= Directions =
Gather every line of the entries that includes the word "DeserializeAsync".

= Excerpted data =
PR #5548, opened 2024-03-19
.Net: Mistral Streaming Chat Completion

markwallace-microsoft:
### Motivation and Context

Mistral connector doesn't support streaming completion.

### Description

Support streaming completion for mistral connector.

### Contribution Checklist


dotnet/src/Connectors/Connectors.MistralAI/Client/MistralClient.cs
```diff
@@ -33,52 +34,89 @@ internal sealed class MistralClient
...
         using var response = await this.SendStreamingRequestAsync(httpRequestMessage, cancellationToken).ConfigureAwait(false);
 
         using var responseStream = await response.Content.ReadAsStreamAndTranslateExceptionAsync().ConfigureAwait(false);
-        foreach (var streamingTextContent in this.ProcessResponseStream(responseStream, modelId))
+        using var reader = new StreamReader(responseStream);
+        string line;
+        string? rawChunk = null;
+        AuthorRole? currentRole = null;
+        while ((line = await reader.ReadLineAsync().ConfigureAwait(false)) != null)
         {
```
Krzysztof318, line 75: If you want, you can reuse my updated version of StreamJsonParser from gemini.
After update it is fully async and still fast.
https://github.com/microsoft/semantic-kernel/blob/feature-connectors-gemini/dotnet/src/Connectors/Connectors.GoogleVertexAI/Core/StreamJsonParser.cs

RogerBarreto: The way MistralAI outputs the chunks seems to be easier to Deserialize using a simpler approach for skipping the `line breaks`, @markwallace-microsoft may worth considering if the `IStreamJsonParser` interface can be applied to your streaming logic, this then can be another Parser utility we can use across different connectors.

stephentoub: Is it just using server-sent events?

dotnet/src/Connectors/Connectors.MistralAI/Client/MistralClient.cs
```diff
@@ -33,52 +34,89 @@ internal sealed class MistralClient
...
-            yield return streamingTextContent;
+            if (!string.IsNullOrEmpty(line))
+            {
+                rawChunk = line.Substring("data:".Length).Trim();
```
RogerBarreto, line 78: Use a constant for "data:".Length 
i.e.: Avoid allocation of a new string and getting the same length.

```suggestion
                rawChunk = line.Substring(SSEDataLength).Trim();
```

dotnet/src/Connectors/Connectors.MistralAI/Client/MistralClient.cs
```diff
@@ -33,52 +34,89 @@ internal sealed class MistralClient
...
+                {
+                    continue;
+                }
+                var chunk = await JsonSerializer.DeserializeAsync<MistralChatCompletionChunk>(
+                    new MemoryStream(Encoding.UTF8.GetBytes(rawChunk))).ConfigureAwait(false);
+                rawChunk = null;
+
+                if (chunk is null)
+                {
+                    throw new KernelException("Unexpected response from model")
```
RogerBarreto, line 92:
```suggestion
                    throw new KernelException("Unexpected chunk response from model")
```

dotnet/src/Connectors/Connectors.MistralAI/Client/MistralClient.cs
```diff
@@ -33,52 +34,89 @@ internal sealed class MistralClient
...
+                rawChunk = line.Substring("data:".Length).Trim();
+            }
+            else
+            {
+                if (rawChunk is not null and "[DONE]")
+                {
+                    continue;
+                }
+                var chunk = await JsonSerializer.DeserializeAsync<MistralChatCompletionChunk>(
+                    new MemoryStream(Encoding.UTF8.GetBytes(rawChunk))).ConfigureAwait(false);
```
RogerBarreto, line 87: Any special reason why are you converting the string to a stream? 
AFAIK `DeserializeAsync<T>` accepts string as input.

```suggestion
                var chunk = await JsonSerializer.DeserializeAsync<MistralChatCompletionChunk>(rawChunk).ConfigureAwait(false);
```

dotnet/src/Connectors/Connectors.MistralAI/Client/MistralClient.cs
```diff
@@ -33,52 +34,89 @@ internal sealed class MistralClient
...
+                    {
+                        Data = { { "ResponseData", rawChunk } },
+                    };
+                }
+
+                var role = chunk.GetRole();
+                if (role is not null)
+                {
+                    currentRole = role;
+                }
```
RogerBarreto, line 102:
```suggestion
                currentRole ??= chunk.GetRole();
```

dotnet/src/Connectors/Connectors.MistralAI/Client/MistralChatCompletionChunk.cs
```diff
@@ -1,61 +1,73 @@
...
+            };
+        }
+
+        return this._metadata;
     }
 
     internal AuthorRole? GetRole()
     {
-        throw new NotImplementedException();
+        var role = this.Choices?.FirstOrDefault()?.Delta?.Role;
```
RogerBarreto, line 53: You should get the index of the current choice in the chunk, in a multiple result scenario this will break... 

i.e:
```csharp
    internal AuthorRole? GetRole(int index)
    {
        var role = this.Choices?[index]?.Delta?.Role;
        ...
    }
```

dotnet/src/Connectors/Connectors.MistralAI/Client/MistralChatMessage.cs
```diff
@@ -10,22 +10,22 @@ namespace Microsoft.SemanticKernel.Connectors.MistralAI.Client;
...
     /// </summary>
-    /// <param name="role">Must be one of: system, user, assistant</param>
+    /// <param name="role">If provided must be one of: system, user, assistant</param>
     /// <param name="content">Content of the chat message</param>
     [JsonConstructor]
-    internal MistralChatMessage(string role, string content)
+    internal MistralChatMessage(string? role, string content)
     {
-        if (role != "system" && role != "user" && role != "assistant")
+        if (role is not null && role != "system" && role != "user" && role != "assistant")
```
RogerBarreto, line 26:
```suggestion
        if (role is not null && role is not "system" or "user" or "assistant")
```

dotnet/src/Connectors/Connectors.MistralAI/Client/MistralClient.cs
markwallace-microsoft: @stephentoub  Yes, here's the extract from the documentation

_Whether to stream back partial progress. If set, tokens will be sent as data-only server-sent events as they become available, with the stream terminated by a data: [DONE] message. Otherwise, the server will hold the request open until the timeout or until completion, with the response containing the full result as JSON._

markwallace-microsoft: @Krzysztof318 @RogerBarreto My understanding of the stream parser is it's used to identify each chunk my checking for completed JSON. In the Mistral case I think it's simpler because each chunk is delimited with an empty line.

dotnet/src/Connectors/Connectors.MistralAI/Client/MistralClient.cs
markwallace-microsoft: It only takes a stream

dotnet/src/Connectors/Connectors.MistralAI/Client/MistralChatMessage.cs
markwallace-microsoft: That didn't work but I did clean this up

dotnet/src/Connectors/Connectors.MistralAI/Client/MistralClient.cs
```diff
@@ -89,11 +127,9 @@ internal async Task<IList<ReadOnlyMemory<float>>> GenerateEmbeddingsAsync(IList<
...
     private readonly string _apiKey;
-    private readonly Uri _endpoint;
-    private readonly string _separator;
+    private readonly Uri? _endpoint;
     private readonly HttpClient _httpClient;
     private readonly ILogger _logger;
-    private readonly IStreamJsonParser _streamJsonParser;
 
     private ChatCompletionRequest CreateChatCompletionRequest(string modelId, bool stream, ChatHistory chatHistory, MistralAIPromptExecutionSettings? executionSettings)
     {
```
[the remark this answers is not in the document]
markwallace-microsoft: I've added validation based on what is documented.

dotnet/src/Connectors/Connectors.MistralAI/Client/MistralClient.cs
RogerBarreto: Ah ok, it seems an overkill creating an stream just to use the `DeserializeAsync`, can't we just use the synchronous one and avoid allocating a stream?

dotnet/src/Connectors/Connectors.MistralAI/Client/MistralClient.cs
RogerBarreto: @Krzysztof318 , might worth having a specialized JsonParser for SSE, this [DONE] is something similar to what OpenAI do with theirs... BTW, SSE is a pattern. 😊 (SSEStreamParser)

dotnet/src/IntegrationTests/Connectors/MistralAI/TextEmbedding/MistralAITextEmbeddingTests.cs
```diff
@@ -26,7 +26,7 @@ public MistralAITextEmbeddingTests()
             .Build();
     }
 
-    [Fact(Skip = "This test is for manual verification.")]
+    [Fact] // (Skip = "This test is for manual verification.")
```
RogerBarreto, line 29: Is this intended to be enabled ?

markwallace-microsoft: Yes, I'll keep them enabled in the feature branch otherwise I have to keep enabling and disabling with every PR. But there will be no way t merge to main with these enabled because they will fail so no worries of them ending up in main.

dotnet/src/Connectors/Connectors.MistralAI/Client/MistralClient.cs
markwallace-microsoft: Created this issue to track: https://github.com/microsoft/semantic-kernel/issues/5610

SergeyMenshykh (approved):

= Task output =
+                var chunk = await JsonSerializer.DeserializeAsync<MistralChatCompletionChunk>(
+                var chunk = await JsonSerializer.DeserializeAsync<MistralChatCompletionChunk>(
AFAIK `DeserializeAsync<T>` accepts string as input.
                var chunk = await JsonSerializer.DeserializeAsync<MistralChatCompletionChunk>(rawChunk).ConfigureAwait(false);
RogerBarreto: Ah ok, it seems an overkill creating an stream just to use the `DeserializeAsync`, can't we just use the synchronous one and avoid allocating a stream?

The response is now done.